Von Gierke Disease Flashcards
A 6-month-old infant is brought to the emergency department due to lethargy and seizures. The parents report that the child becomes irritable and weak several hours after feeding. Physical examination reveals doll-like facies, hepatomegaly, and a protuberant abdomen. Laboratory studies show severe hypoglycemia, hypertriglyceridemia, lactic acidosis, and hyperuricemia. Genetic testing identifies a mutation in the G6PC gene. Which of the following is the most likely cause of the infant’s symptoms?
A) Impaired glucose transport into the endoplasmic reticulum
B) Deficiency of glucose-6-phosphatase activity
C) Deficiency of glycogen phosphorylase activity
D) Excessive gluconeogenesis
E) Increased glycogenolysis
Answer: Deficiency of glucose-6-phosphatase activity
Explanation: Von Gierke disease (Type 1a glycogen storage disease) is caused by a deficiency of glucose-6-phosphatase, an enzyme responsible for converting glucose-6-phosphate into glucose in the liver and kidneys. This deficiency impairs glycogenolysis and gluconeogenesis, leading to severe fasting hypoglycemia. The inability to generate free glucose results in metabolic derangements such as hypertriglyceridemia, lactic acidosis, and hyperuricemia. Organomegaly (Hepatomegaly and Renomegaly) occurs due to glycogen accumulation in the liver and kidneys. Diagnosis is confirmed with genetic testing identifying mutations in the G6PC gene.
Incorrect Answers:
A) Impaired glucose transport into the endoplasmic reticulum is the defect in Type 1b Von Gierke disease, not Type 1a.
C) Deficiency of glycogen phosphorylase activity is seen in glycogen storage disease Type V (McArdle disease), which primarily affects skeletal muscle.
D) Excessive gluconeogenesis would increase glucose production, which is not seen in Von Gierke disease.
E) Increased glycogenolysis would release free glucose, alleviating hypoglycemia, which is not the case in this disease due to the enzymatic defect.
What is the gene defect and deficient enzyme in Type 1a Von Gierke disease?

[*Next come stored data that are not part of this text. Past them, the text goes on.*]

PR #55, opened 2015-10-16
Add presence-or validator

elwayman02:
This validator checks for the presence of one or more values based on the attribute tied to the validator and the `dependentKeys` array passed into `options`.

Users can also pass an `exclusive: true` option that makes this an exclusive-or check. That is, it expects the presence of one and only one of the values being watched.

### DIFF
--- a/app/validators/presence-or.js
+++ b/app/validators/presence-or.js
@@ -1,24 +1,40 @@
 import Ember from 'ember';
 import BaseValidator from 'ember-cp-validations/validators/base';
 
-const { isPresent } = Ember;
+const { isBlank, isEqual, isPresent, typeOf } = Ember;
 
 export default BaseValidator.extend({
-  keysPresent(value, keys, model) {
+  keyPresent(model, key) {
+    const value = key ? model.get(key) : model;
+    if (isBlank(value)) {
+      return false;
+    }
+    // If an object is present, it may be an empty `PromiseObject` or `PromiseArray` from an Ember-Data relationship
+    const constructor = value.constructor;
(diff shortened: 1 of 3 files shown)


elwayman02:
@offirgolan thoughts?

offirgolan:
This looks great but I dont know if it would be the right fit to be part of the pre-defined validators. I would love to get a second opinion from @stefanpenner @rwjblue or @blimmer before making any decisions.

elwayman02:
It seems like a pretty generic validator to me. What's your concern here, @offirgolan?

elwayman02:
A pretty common use-case for a validator like this would be a select that offers an "Other" option. Selecting any other option would be tied to a model with an id, but selecting "Other" would generally show a free-text input. On the parent model that has to validate this, you would need to either allow the id to be set for that field or have a separate attribute to contain the free-text input. You can't enforce a normal `presence` validator on either attribute as a result.

offirgolan:
Hi @elwayman02, after speaking with Stef, We both think this validator is great but a bit esoteric and therefore would be better implemented as a separate addon. If you're up for it, I can create a template repo for 3rd party validators to help you get started. Once done, I can add it to the readme to get some more visibility. This would be a great starting point for other people as well :smile:

elwayman02:
I'm not sure I agree that it's esoteric in nature. An exclusive-or is a very basic operation in mathematics and computer science, and it's a relatively common scenario for a validation as well, as explained above. Splitting things like this out into a series of "plugin"-like addons is a slippery slope for consumers; there are a lot of problems with that approach. However, I fully support keeping the core library lean and focused on the most common functionality. Can you or @stefanpenner help me understand why you think this validator is too specialized for the core addon?

elwayman02:
As an aside, I think having a template repo for 3rd-party validators is a great idea @offirgolan

PR #482, opened 2024-10-14
Debug trigger algo

kmtsui:
Debug modulus operation for `window_start_time==0`, which causes `window_start_time` to move back by one `window_step_size`.


tdealtry:
Thanks @kmtsui

PR #489, opened 2024-10-29
Avoid warning for first event (ie everytime WCSim is run)

gondiaz:


tdealtry:
Thanks @gondiaz

Erwanlbv:
Dear Tom, Gonzalo,

I updated my wcsim to 12.18 and now I have the following display when I simulate 999 particules

> ***********************************************************
> Created WCSimRootEvent 1000. There is a memory leak when doing TTree::GetEntry() when reading files. It is also presumed that filling is leaky. It is strongly recommended not to generate or analyse O(1000) events in a single job
> ***********************************************************
> 

Then just after  (which I explain even less)

> ***********************************************************
> Created WCSimRootEvent 2000. There is a memory leak when doing TTree::GetEntry() when reading files. It is also presumed that filling is leaky. It is strongly recommended not to generate or analyse O(1000) events in a single job
> ***********************************************************

From
/run/beamOn 999

nickwp:
Sorry to hijack this discussion, but I'm adding an extra comment here, because it's related to this "memory leak":
Are we sure that there is genuinely an unavoidable memory leak when processing WCSimRoot files using `TTree::GetEntry()` in the current WCSim version?
I haven't tested this out in recent versions yet (but plan to do so soon) but in previous versions, while these memory leaks have plagued this kind of processing, I always eventually managed to avoid them by finding the exact specific conditions that allowed ROOT to avoid any leak. Anything ther than the right condtions would either have a memory leak, or segfaults, but in the end I was able to process files with tens/hundreds of thousands of events without memory increasing significantly during the process. The techniques that helped were to:
- Using `SetAutoDelete(kTRUE)` on the `wcsimT` `TTree` and/or the `TBranch`(es) containing any `WCSimRootEvent` objects
- Ensuring that `WCSimRootEvent*` and/or `WCSimRootTrigger*` objects are _initialised_ (to 0 or `nullptr`) _before_ any calls to `SetBranchAddress()` (for `WCSimRootEvent*`s) and _before_ starting the loop over events (for `WCSimRootTrigger*`s). Specifically, I found that `WCSimRootTrigger*` pointers declared within the event loop could be problematic. I honestly don't understand why this mattered, but it seemed to make a difference
- Being careful about whether/where to explicitly `delete` or call `->Delete()` on these pointers anywhere in the event loop, since doing so caused segfaults or other errors, I guess due to interfering with ROOT's own processes enabled by `SetAutoDelete(kTRUE)`
- Maybe other things I'm forgetting, but hopefully can figure out from various old WCSim processing/analysis code

I'm not sure exactly the right conditions to get everything to work without memory building up, as it changed for different WCSim versions (and maybe even ROOT versions), but I really hope I can manage to find a way as I'm currently developing a tool for processing WCSimRoot files for ML. In some cases it really makes sense for us to have much larger numbers of events per file for huge ML datasets where we want to avoid having hundreds of thousands of smaller files. Hopefully I can figure it out and share a working recipe.

But if you have any hints to what has already been tried and failed to work, or if you know for sure there is a memory leak that cannot be worked around with tricks like above (since the warning of this PR was presumably added because it seemed to be unavoidable) please let me know so I can avoid wasting too much time on any futile attempts!

tdealtry:
Hi @nickwp. @tjones79 & I spent quite a lot of time a few months back trying the some of these (and Tom delved into valgrind). We tried a lot of combinations, without success. If you have some time to look into this, then good luck!! And thank you!!! If you manage to find the right conditions, that's be really great. But currently `sample_readfile.C` doesn't even work without leaking...

I'm unsure whether it is a ROOT6 thing, or a WCSim bug that's been introduced. I'd recommend starting with a version of WCSim you happen to remember worked without leaking, or go back until you hopefully find a WCSim version that doesn't leak (I did this & as far back as I went it still leaked. I just can't remember how far back I delved... but circa post-"the nuprism merge")

On the warning appearing more often than you suspect @Erwanlbv. I suspect that it's because you have multiple PMT types in your simulation. Each one saves results in its own WCSimRootEvent class instance. So 999 events = 2997 WCSimRootEvents (I think even if you have just one PMT type in your geometry, they're still created as empty - as your output file should show)

nickwp:
A quick thought about the memory leak: I'm fairly certain there must be a way to avoid it, unless it's a bug in ROOT itself, because when generating events with WCSim it's constructing and destructing exactly the same WCSimRootXyz objects that are constructed and destructed when reading and processing a WCSim output file. But WCSim itself does so without any memory leak, so we should be able to when reading the files too. I'll keep you updated on whether or not I figure it out.

Erwanlbv:
Hi @tdealtry, @nickwp 

Thank you for your clarifications. It is of great help. 
To be sure I understood correctly, the fact that I have this 2000 WCSimRoo0Event call comes from

- I have PMT and mPMTs in my geometry ( 1 + 1 ) 
- I have OD PMT (even though it is called one of the ID Only geometry) (1)

Hence there should be no problem of memory leak, it's just that, as you said 999 * 3 = 2997.

Would it be possible to add some identifier on the pmt type and count only the WCSimRootEvent calls for the PMTs (by default ?)

tdealtry:
Hi @Erwanlbv I don't think it's particularly easy to do actually, at least not the way it's currently setup (it's a combined message to warn for both reading & writing). I'm also skeptical as to whether it's urgent. The message is just a warning for the user to have a think about what they're doing - it's not saying that the user has to only run a limited number of events (or even killing the program if the user exceeds a limit). It is of course added printout, but this happening every 333 events is small relative to the amount of printout that is seen in each event.

The message is accurate (it counts WCSimRootEvent instances, instead of events). But as this is a subtlety that most users don't understand (and is rather confusing given the use of "event" inside WCSimRootEvent) we could modify the message to be something like
```
Created WCSimRootEvent 1000 (when creating WCSim files, 3 are created each event). There is a memory leak when doing TTree::GetEntry() when reading files. It is also presumed that filling is leaky. It is strongly recommended not to generate or analyse O(1000) events in a single job
```
What do you think?

gondiaz:
Hi,
I have never tried to figure out the reasons of the memory leak, but let me share my particular experience because I actually needed to proccess a large amount of events to create the time pdfs for fitqun.

To process the simulation files to produce the pdfs, I use the following script, that I made: 
https://github.com/gondiaz/WCSimFQTuningTools/blob/main/Time/fiTQun/create_2D_histogram.cc

As you can see, WCSim data is loaded through fitqun's WCSim wrapper, and if I am not wrong (just a fast check) this fullfils @nickwp conditions to avoid the leakage (except WCSimRootTrigger initialization to null maybe). Running this script as it is sufered from leakage even though the number of events per file was reasonable, for sure less than 1000 but I dont remember the exact number, but not more than 100.

Since I use Python to look into this data and develop Pyfitqun, I overcame the leakage by developping [WCSimDataTools](https://github.com/gondiaz/WCSimDataTools/) which converts the root files into hdf using the same data structure as in the original root files. This is not only solving the leakage problem but also removes the need of PyROOT and WCSimRoot library in the data reading and processing.

Erwanlbv:
Hello all,

@tdealtry Thank you for your answer. I agree on the fact that it is not urgent, as long as the warning message is easily understood.
I like your update of the warningmessage. Maybe we can add even more details and say, as you told me, 

`[...]1 pmt type = 1 WCSimRootEvent. Hence if you have ID PMTs + mPMTs + OD PMTs then one run (from /run/beamOn n) = 3 WCSimRootEvent calls. The total number of call to WCSimRootEvent being 3 * n after the simulation`.

What do you think ? 
As you said, it is displayed only every 333 run, so having a "big" warning message does not seem problematic to me.

@gondiaz This is a great input. I am wondering, is your 
https://github.com/gondiaz/WCSimFQTuningTools/blob/main/Time/fiTQun/create_2D_histogram.cc
based on **AnalyzeWCSimHierachy.cc** we can find in WCSim ? If not, what are the differences between the extracted data of both programs ?

Also now **to process WCSim's root output files** we have 

- [DataTools](https://github.com/WatChMaL/DataTools) from the [Watchmal](https://github.com/WatChMaL)  collaboration, which does (**wcsim root-> .npy -> .hdf5** and **rely on pyroot**)
- [WCSimDataTools](https://github.com/gondiaz/WCSimDataTools/) you developed (**wcsim root -> hdf5** directly no numpy ?) 
I saw some "import ROOT" from your .py sources, do you confirm you don't rely on PyRoot ? i. e. we don't need to install any pyroot ro run the entire code ?
- [CAVERNS/WCSimRootToRoot](https://github.com/CAVERNS-Org/WCSimRootToRoot) from CAVERNS, (**wcsim root -> flat root**) that can be combined with [CAVERNS/RootToGraph](https://github.com/CAVERNS-Org/RootToGraph) which only uses uproot for **flat root -> torch tensors**.

It is getting out of the context of this PR, but maybe we could switch to a slack channel or smthg to discuss about what does what ? I know people from Watchmal want to update **DataTools**, maybe this is a good time to look at what @gondiaz just introduced us.

Last update for the memory leakage : see #503 (Thx @nickwp  !)

gondiaz:
> @gondiaz This is a great input. I am wondering, is your https://github.com/gondiaz/WCSimFQTuningTools/blob/main/Time/fiTQun/create_2D_histogram.cc based on **AnalyzeWCSimHierachy.cc** we can find in WCSim ? If not, what are the differences between the extracted data of both programs ?

**create_2D_histogram.cc was made from scratch** and is not based on any other script.

>     * [WCSimDataTools](https://github.com/gondiaz/WCSimDataTools/) you developed (**wcsim root -> hdf5** directly no numpy ?)
>       I saw some "import ROOT" from your .py sources, do you confirm you don't rely on PyRoot ? i. e. we don't need to install any pyroot ro run the entire code ?

**It is a direct wcsim root -> hdf conversion**. As I (implicitly) said it needs PyROOT dependency since you need to read WCSim ROOT files, thus loading the corresponding library. The point is that once this conversion is done, all the data is hdf saved and you no longer need ROOT to work with the data.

Mutation in the G6PC gene on chromosome 17q; deficient enzyme is glucose-6-phosphatase
What is the role of glucose-6-phosphatase in Type 1a Von Gierke disease?
Hydrolysis of glucose-6-phosphate to glucose and inorganic phosphate
What are the characteristic clinical features of Type 1a Von Gierke disease?
Hepatomegaly, severe fasting hypoglycemia, hyperlipidemia (especially triglycerides), hyperuricemia, lactic acidosis, failure to thrive
What is the gene defect and deficient enzyme in Type 1b Von Gierke disease?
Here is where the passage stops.